На днях я сообщал Вам, что в «Архиве судебной медицины и гигиены» (русский медицинский журнал) была напечатана статья о положении рабочего класса в Западной Европе. Статья основывалась на материале главным образом Вашей книги и имела несчастье вызвать неудовольствие правительства. Теперь она окончательно конфискована и предана сожжению, а так как журнал является в известной форме официальным органом, то главный редактор снят с должности.
Второй том произведений Лассаля в русском переводе также конфискован правительством, и никто не знает, будет ли он разрешен к продаже или нет. Па обложке этой книги было напечатано сообщение о выходе в ближайшие месяцы «Капитала». Но даже и это невинное объявление, как мне передавали, не ускользнуло от бдительного ока правительственных чиновников. Главный цензор запросил издателя, не является ли «Капитал» произведением того самого Маркса, который играет такую видную роль в Интернационале, и если это так. то как он допустил подобное объявление? Несмотря на это, мой издатель надеется, что дело с «Капиталом» еще может уладиться к нашему общему удовольствию, и мой труд не пропадет даром…

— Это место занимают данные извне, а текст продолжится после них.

PR #7292, opened 2021-12-15
Issue #7250 - Correct `HostHeaderCustomizer` logic and add new `RejectMissingAuthorityCustomizer`

### LINKED ISSUE #7250: HostHeaderCustomizer doesn't address empty Host header value with no authority set

joakime:
This is a minimal version of the draft PR #7251

+ Fixes HostHeaderCustomizer to only do Host
  header on non-HTTP/1.1
+ Introduces RejectMissingAuthorityCustomizer
+ Adds modules + xml for both

### DIFF
--- a/jetty-server/src/main/java/org/eclipse/jetty/server/HostHeaderCustomizer.java
+++ b/jetty-server/src/main/java/org/eclipse/jetty/server/HostHeaderCustomizer.java
@@ -21,6 +21,9 @@ package org.eclipse.jetty.server;
 import java.util.Objects;
 import javax.servlet.http.HttpServletRequest;
 
+import org.eclipse.jetty.http.HttpHeader;
+import org.eclipse.jetty.http.HttpVersion;
+
 /**
  * Customizes requests that lack the {@code Host} header (for example, HTTP 1.0 requests).
  * <p>
@@ -38,15 +41,14 @@ import javax.servlet.http.HttpServletRequest;
  */
 public class HostHeaderCustomizer implements HttpConfiguration.Customizer
 {
-    private final String serverName;
-    private final int serverPort;
+    private final String hostValue;
 
     /**
      * @param serverName the {@code serverName} to set on the request (the {@code serverPort} will not be set)
      */
     public HostHeaderCustomizer(String serverName)
     {
-        this(serverName, 0);
+        this(serverName, -1);
     }
 
     /**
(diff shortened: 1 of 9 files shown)


jetty-server/src/main/java/org/eclipse/jetty/server/HostHeaderCustomizer.java
```diff
@@ -55,14 +57,29 @@ public HostHeaderCustomizer(String serverName)
...
+        {
+            if (request.getHttpURI().isAbsolute())
+            {
+                request.getHttpFields().put(HttpHeader.HOST, request.getHttpURI().getAuthority());
+            }
+            else
+            {
+                request.getHttpFields().put(HttpHeader.HOST, hostValue);
+            }
+        }
```
gregw, line 83: Since getHeader is a linear lookup, it is best to avoid doing it if possible, and then to use efficient non string lookup:
```suggestion
        // If not 1.1 and no Host Header
        if (request.getHttpVersion().getVersion() != HttpVersion.HTTP_1_1.getVersion() &&
            !request.getHttpFields().contains(HttpHeader.HOST))
        {
            if (request.getHttpURI().isAbsolute())
            {
                request.getHttpFields().put(HttpHeader.HOST, request.getHttpURI().getAuthority());
            }
            else
            {
                request.getHttpFields().put(HttpHeader.HOST, hostValue);
            }
        }
```

jetty-server/src/main/java/org/eclipse/jetty/server/RejectMissingAuthorityCustomizer.java
```diff
@@ -0,0 +1,84 @@
...
+
+                if (host instanceof HostPortHttpField)
+                {
+                    HostPortHttpField authority = (HostPortHttpField)host;
+                    metadata.getURI().setAuthority(authority.getHost(), authority.getPort());
+                    if (StringUtil.isNotBlank(authority.getHost()))
+                        return true;
+                }
+            }
+        }
```
gregw, line 80: I think this way reduces the number of tests in the hot path:

```suggestion
            if (host != null)
            if (host instanceof HostPortHttpField)
            {
                HostPortHttpField authority = (HostPortHttpField)host;
                metadata.getURI().setAuthority(authority.getHost(), authority.getPort());
                if (StringUtil.isNotBlank(authority.getHost()))
                    return true;
            }
            else if (host != null && StringUtil.isNotBlank(host.getValue()))
            {
                return true;
            }
        }
```

gregw (changes requested):
just a couple of optimizations

joakime:
@gregw would this be good for `jetty-12.0.x-hackathon` branch instead?

joakime:

gregw:
Note keen on any changes to behaviour in jetty-9.  Does the sponsor still require this?

joakime:
Nope.  
The other recent changes for overriding the authority at the connector level were sufficient.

Кроме того, у нас здесь ежедневно производятся новые аресты и, вообще говоря, общее положение настолько приятное, что я начинаю вполне искренне разделять Ваше мнение и мнение Генерального штаба 8 о необходимости войны с русским правительством, чтобы положить конец такому наглому поведению и ударом извне ослабить эту страшную силу.
На этом кончаю. Итак, до свидания!
Свидетельствую свое глубокое уважение Вам и Вашей семье.
Преданный Вам Л.
8
Это об Энгельсе, знатоке военного дела.